An important feature of the years 2007-2010 is the increase in the number of launches of spacecraft with high-resolution radars. Radar images with resolutions up to 1 meter are comparable in quality to high-resolution optical images, but unlike optical equipment, synthetic aperture radars (SAR) conduct imaging regardless of weather conditions and illumination in the target area. Sometimes, customers have to wait from a week to a month for the results of optical imaging of objects in the central part of Russia. Radar systems allow fulfilling imaging requests within several days after ordering.

Radar images complement images obtained in the visible and infrared ranges, increasing the amount of information and its reliability. With radar satellite systems achieving the same spatial resolution as visible range systems, the capabilities of remote sensing from space are significantly enhanced.

Table 2. Characteristics of radar satellites

Name	County	Launch date	Resolution, m	Range	Capture, km
TerraSAR-X	Germany	15.06.07	1.0	X	10×5
COSMO-Skymed-1	Italy	08.06.07	1.0	X	10
COSMO-Skymed-2	Italy	09.12.07	1.0	X	10
COSMO-Skymed-3	Italy	24.10.08	1.0	X	10
COSMO-Skymed-4	Italy	06.11.10	1.0	X	10
Tandem-X	Germany	21.06.10	1.0	X	10×5
Radarsat-2	Canada	14.09.07	3.0	X	25
RISAT	India	20.04.09	3.0	С	10
ALOS/PALSAR	Japan	24.01.06	7.0	L	40
Radarsat-1	Canada	04.11.95	8.0	C	25
ERS-2	EKA	21.04.95	26	C	100
ENVISAT	EKA	01.03.02	29	C	56

 

On June 15, 2007 a civilian satellite TerraSAR-X was launched, which provides radar imaging with a resolution of 1 m, and in 2007-2010 a number of other foreign radar systems with such resolution were launched. In 2010, the Tandem-X satellite was launched for a group flight together with the TerraSAR-X satellite for operational interferometric imaging with high accuracy and creation of a global DEM with a point-to-point spacing of 10 meters and height accuracy of 5 meters. 

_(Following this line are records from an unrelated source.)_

PR #1787, opened 2019-05-29
remove use of like

luceos:
This relates to https://github.com/flarum/tags/pull/61#discussion_r288466243

The point is that by using `like` in situation where an `_` is used, it allows a one character replacement in MySQL. As such when you have a key named `tes_` and `tes1` by using `$key = 'tes_'` it might return `tes1` instead, which is unwanted.

There are two places this happens. The first one is in the UserRepository, which is being used by the xhr to retrieve a user profile. @meezaan reported he already experienced this issue on his installation where usernames had spaces replaced with underscores. The second one is for the settings repository, this delete method is only used inside the Setting Migration, so it can use an exact match too.

### DIFF
--- a/src/User/UserRepository.php
+++ b/src/User/UserRepository.php
@@ -75,7 +75,7 @@ class UserRepository
      */
     public function getIdForUsername($username, User $actor = null)
     {
-        $query = User::where('username', 'like', $username);
+        $query = User::where('username', $username);
 
         return $this->scopeVisibleTo($query, $actor)->value('id');
     }
--- a/src/Settings/DatabaseSettingsRepository.php
+++ b/src/Settings/DatabaseSettingsRepository.php
@@ -45,8 +45,8 @@ class DatabaseSettingsRepository implements SettingsRepositoryInterface
         $query->$method(compact('key', 'value'));
     }
 
-    public function delete($keyLike)
+    public function delete($key)
     {
-        $this->database->table('settings')->where('key', 'like', $keyLike)->delete();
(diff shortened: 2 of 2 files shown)


src/User/UserRepository.php
```diff
@@ -75,7 +75,7 @@ public function findByEmail($email)
      */
     public function getIdForUsername($username, User $actor = null)
     {
-        $query = User::where('username', 'like', $username);
+        $query = User::where('username', $username);
```
franzliedke: Right now, we do a case-insensitive search here - this would change that. Is that intentional? At least for user search, case-insensitivity would probably be nice, right?

luceos: This method is used on profile pages, these url's are generated by the app and should already match the username precisely. Nevertheless I agree that an exact lowercase query would be better: how about `lower(username) = $username` and use strtolower on that var beforehand?

franzliedke: Yes, it's (probably) fine for those pages, but the method is also used in user searches (`AuthorGambit`). Your solution sounds fine, but it may be more complex when we tackle UTF-8 usernames / display names.

luceos:
As @tobyzerner points the initial select is already case insensitive, can we close this without a change?

franzliedke:
Well, this PR doesn't change case-sensitivity (which is great, and I didn't know that), but it does prevent the special characters `_` and `%` from affecting the query. Apparently, we do not need `LIKE` here.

Figure 4: Example image from TerraSAR-X, SpotLight mode, Iraq

Radar images are an extremely convenient and efficient source of detailed, accurate and comprehensive terrain information - much more powerful, rapid, reliable and cost-effective than, for example, the use of space stereo pairs or aerial photographs.

Specialized interferometric imaging technologies can detect minor ground movements, which can be used to monitor pipeline conditions, detect illegal taps into oil and gas pipelines, and assess seismic hazards.

Examples of projects implemented by Innother Company based on the use of space images for oil and gas industry as of January 01, 2011

Provision of space images for the Bovanenkovo gas field facilities

Bovanenkovo oil and gas condensate field - The largest field on the Yamal Peninsula in Russia. Bovanenkovo is located on the Yamal Peninsula, 40 kilometers off the coast of the Kara Sea, the lower reaches of the Se-Yakha, Mordy-Yakha and Nadu-Yakha rivers. The field's reserves are estimated at 4.9 trillion cubic meters of gas; its design capacity is 115 billion cubic meters of gas per year.

To transport gas from the Bovanenkovskoye field, a multi-line gas transportation system is planned to be constructed linking the Yamal Peninsula and the central regions of Russia. The gas pipeline route will be over 2,400 km long, including the new Bovanenkovo - Ukhta gas transportation corridor with a length of about 1,100 km and the Ukhta - Torzhok gas pipeline with a length of 1,300 km.

Figure 5: Bovanenkovo - Ukhta and Ukhta - Torzhok gas pipelines

Innoter provided space imagery of three objects of the Bovanenkovo field in 2010:

• A section of the Obskaya-Bovanenkovo railroad line;

• the Bovanenkovo-Ukhta gas trunkline;

• ice landfast ice in the area of the gas pipeline string outlet on the eastern and western shores of the Baidaratskaya Bay.

Information provision with remote sensing data from QuickBird, IKONOS, EROS-B and ALOS PRISM satellites for the section of the Obskaya-Bovanenkovo railroad line.

The search was performed among the following space images: GeoEye-1,WorldView-1, QuickBird, Ikonos, OrbView-3, Kompsat-2, EROS-A, EROS-B, ALOS PRISM.

QuickBird, Ikonos, EROS-B and ALOS PRISM archive images were selected for the area of the railroad line route in accordance with the selection criteria. All works were performed within the terms specified in the contract. The Customer was provided with remote sensing data of the Earth surface taking into account the requirements to the supplied data via FTP protocol, as well as copies on physical media.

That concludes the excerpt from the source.